Camp is going to be a blast this week, I wish you were all here with us
 
Lisa
 

 
Look at avacados!!!!
 
Blueberries
Free radicals cause cellular damage, accelerate aging and contribute to the development of diseases like cancer and Alzheimer’s. Along with eating a highly nutritious low calorie diet, maximizing your intake of foods rich in antioxidants is an excellent approach to anti-aging and disease prevention.  Blueberries are one food that is absolutely loaded with antioxidants. They protect against sun damage, support eye health, are high in fiber, low in naturally occurring sugars, and contain a potent dose of proanthocyanidins beneficial for skin, cognitive function and cardiovascular health. This same antioxidant activity is also present in pomegranate, pink grapefruit and tomatoes which makes them all the rage for cancer protection and heart health.
Avocados
Avocados contain glutathione, one of the most potent antioxidants and disease fighting agents available. Unfortunately avocados, high in monounsaturated fats, have gotten a bad rap during the past lowfat era. But, depriving yourself of avocados will only work to impede your weight loss while definitely depriving you of a source of healthy fats and antioxidants good for any complexion. Studies show that people sustain their nutrition program longer and have greater weight loss on a diet that contains about 30% healthy monounsaturated fat, like those in avocados, rather than a lowfat diet. This is because fats, when eaten in the proper balance with carbohydrates, can help to slow the release of sugars into the blood stream, thereby triggering less insulin release. Insulin is basically the hormone which instructs the body to store energy as fat while preventing the use of stored energy, making it a dieter’s nemesis if levels are too high.
 
Water
Your skin certainly needs healthy fats to stay supple—but water is the key to preventing fine lines and a dehydrated appearance. Our skin, like the rest of our body is comprised mostly of water. Sufficient water is crucial to prevent joint stiffness, weight gain, headaches, decreased athletic performance and poor recovery after exercise. In general, the eight cup guideline is sufficient, but if you exercise or are in the sun you will require more.
Green tea
This is yet another compelling miracle food. Studies have found that just four cups daily can result in weight loss without a change in diet and exercise! Green tea also contains antioxidants useful for cancer protection and, if taken regularly, can help to lower cholesterol, improve blood sugar balance and increase your energy. It is energizing (it does contain caffeine) yet calming at the same time due to theanine, a natural compound in the green tea that blocks the release of stress hormone. 
Soy
Bone density, hormonal balance and cholesterol levels change as we age but having a serving of soy daily can help to lower cholesterol, keep your bones strong, improve heart health, protect the prostate and ease the symptoms of menopause.
 
The therapeutic effect of soy is due to the phytoestrogens naturally occurring in soybeans.
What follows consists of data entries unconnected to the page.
PR #362, opened 2018-05-31
Fix memory usage in catalog operator

ecordell:
Also scopes the catalog operator to only watch the "catalogNamespace" for catalog sources (it was watching all before).

Mem usage before:
screen shot 2018-05-31 at 9 26 34 am

Mem usage after:
screen shot 2018-05-31 at 6 12 54 pm

### DIFF
--- a/pkg/controller/operators/catalog/operator.go
+++ b/pkg/controller/operators/catalog/operator.go
@@ -58,15 +58,20 @@ func NewOperator(kubeconfigPath string, wakeupInterval time.Duration, operatorNa
 		return nil, err
 	}
 
-	sharedInformerFactory := externalversions.NewSharedInformerFactory(crClient, wakeupInterval)
-
-	// Create an informer for each namespace.
+	// Create an informer for each watched namespace.
 	ipSharedIndexInformers := []cache.SharedIndexInformer{}
 	subSharedIndexInformers := []cache.SharedIndexInformer{}
 	for _, namespace := range watchedNamespaces {
 		nsInformerFactory := externalversions.NewFilteredSharedInformerFactory(crClient, wakeupInterval, namespace, nil)
 		ipSharedIndexInformers = append(ipSharedIndexInformers, nsInformerFactory.Installplan().V1alpha1().InstallPlans().Informer())
 		subSharedIndexInformers = append(subSharedIndexInformers, nsInformerFactory.Subscription().V1alpha1().Subscriptions().Informer())
+	}
+
+	// Create an informer for each catalog namespace
+	catsrcSharedIndexInformers := []cache.SharedIndexInformer{}
+	for _, namespace := range []string{operatorNamespace} {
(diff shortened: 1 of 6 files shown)


ecordell:
(Pipeline is passing now, status is just slow to update)

pkg/controller/operators/catalog/operator.go
```diff
@@ -69,6 +67,13 @@ func NewOperator(kubeconfigPath string, wakeupInterval time.Duration, operatorNa
 		subSharedIndexInformers = append(subSharedIndexInformers, nsInformerFactory.Subscription().V1alpha1().Subscriptions().Informer())
 	}
 
+	// Create an informer for each catalog namespace
+	catsrcSharedIndexInformers := []cache.SharedIndexInformer{}
+	for _, namespace := range []string{operatorNamespace} {
```
alecmerdler: Why `range` over a slice with a single item?

pkg/controller/operators/catalog/operator.go
```diff
@@ -139,7 +142,7 @@ func (o *Operator) syncCatalogSources(obj interface{}) (syncError error) {
 	defer o.sourcesLock.Unlock()
 	o.sources[catsrc.GetName()] = src
 	o.sourcesLastUpdate = timeNow()
-	return err
+	return nil
```
alecmerdler: We mix this convention in the codebase (we know `err == nil`, but return `err` anyway). Which is preferred?

pkg/controller/registry/configmap_loader.go
```diff
@@ -21,23 +21,22 @@ const (
 
 // ConfigMapCatalogResourceLoader loads a ConfigMap of resources into the in-memory catalog
 type ConfigMapCatalogResourceLoader struct {
-	Catalog   *InMem
```
alecmerdler: Why the change in this interface?

pkg/controller/operators/catalog/operator.go
ecordell: Just because I know we'll implement "local" catalogs in the near future, where we'll want to iterate over `operatorNamespace ∪ watchedNamespaces` instead of just `operatorNamespace`

pkg/controller/operators/catalog/operator.go
ecordell: I feel this is clearer, but I don't know if there's a golang convention for this. Which do you think is more readable?

pkg/controller/registry/configmap_loader.go
ecordell: This is fixing the memory leak, since the catalog returned was a field of the loader, and the loader holds a reference to part of the operator (operator client), every time we sync the catalog we were loading into memory and retaining it indefinitely. 

We might still be leaking the loader itself now that you mention it...but at least that's a tiny amount instead of an entire in memory catalog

Simply a cup of soymilk, a handful of soy nuts or a palm-sized serving of tofu can do the trick.
Broccoli
With the tofu, steamed or stir fried broccoli is your next best choice. Some sources say that just 2½ cups of broccoli a week is all that you need to reduce your risk of various types of cancer. Broccoli is high in fiber, numerous minerals and vitamins, as well as a compound called indol-3-carbinol (I-3-C). I-3-C is an anti-cancer compound because it helps to convert estrogen, linked to breast and prostate cancers, into a less harmful metabolite.
Wild Fresh Salmon
Fresh, wild salmon is my next miracle food primarily because it is so high in essential fatty acids, which help to keep our skin smooth (salmon has been called a “wrinkle curing” food) and are natural anti-inflammatory compounds. All of the cell membranes in the body are comprised of fatty acids and our brain is over 70% fatty tissues. It is not surprising then that the fats in salmon are crucial for a healthy mind and memory, along with their well documented cardiovascular benefits like blood pressure regulation and cholesterol balance. 
Nuts
For snacking, raw nuts like almonds and walnuts are your top choices as they are rich in healthy oils, zinc, selenium, vitamin E and provide a mixed protein and carbohydrate source good for the carbohydrate-conscious eater desiring weight loss. Snacking on these or adding them to salads or oatmeal five times per week can reduce your risk of type 2 diabetes, as well as lowering cholesterol too.

Red wine
The French have had it right for a long time with their consumption of red wine. Consumed in moderation (four cups per week for women; seven for men—and not all on the same night) red wine can reduce the risk of type 2 diabetes, prostate cancer and heart disease. It is the antioxidant polyphenols, especially catechins and reservatrol, found in the skin and the seeds of grapes that help to prevent the development of certain cancers and inhibit inflammation. Another benefit of red wine is that it is a good digestive aid when taken with meals.
Golden flaxseed
Cancer has recently become the number one cause of death in Canada, surpassing heart disease. Ground golden flaxseed is my final chosen miracle food because of its cancer protective ability. Adding two to three tablespoons of flaxseeds to your smoothies, oatmeal, salads or cereals daily can significantly reduce the risk of breast, prostate and colon cancer, along with providing a good source of fiber and essential fatty acids. The lignans in the flaxseeds, rather than the oil, are the cancer protective compounds.  To prevent the oils from going rancid, be sure to purchase ground flaxseed in a vacuum sealed package and keep them in the freezer. Better yet, you can grind your own.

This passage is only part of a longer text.